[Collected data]
++++

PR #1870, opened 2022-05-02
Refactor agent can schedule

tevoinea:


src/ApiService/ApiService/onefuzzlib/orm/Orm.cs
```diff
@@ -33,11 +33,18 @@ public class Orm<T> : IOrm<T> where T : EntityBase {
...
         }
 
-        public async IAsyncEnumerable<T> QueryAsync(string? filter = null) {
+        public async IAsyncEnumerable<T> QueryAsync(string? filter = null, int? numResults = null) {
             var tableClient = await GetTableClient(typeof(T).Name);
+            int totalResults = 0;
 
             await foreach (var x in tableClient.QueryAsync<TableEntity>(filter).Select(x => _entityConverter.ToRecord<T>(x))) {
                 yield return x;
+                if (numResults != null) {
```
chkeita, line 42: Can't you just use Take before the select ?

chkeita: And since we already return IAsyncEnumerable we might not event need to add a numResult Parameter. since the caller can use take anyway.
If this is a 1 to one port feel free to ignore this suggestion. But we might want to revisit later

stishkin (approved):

++++

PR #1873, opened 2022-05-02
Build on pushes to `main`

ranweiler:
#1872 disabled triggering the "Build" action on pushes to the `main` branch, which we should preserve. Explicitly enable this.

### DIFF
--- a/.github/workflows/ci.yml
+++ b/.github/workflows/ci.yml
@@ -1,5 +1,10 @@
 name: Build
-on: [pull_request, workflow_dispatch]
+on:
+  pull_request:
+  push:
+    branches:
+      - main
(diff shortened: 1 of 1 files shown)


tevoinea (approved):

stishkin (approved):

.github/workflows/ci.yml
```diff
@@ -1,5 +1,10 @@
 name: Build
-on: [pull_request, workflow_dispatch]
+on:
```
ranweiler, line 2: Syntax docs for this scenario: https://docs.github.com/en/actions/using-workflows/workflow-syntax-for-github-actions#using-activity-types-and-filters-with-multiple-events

++++

Exercise aim:
Please report every line in the entries above that holds the string "pushes".

Answer box:
Build on pushes to `main`
#1872 disabled triggering the "Build" action on pushes to the `main` branch, which we should preserve. Explicitly enable this.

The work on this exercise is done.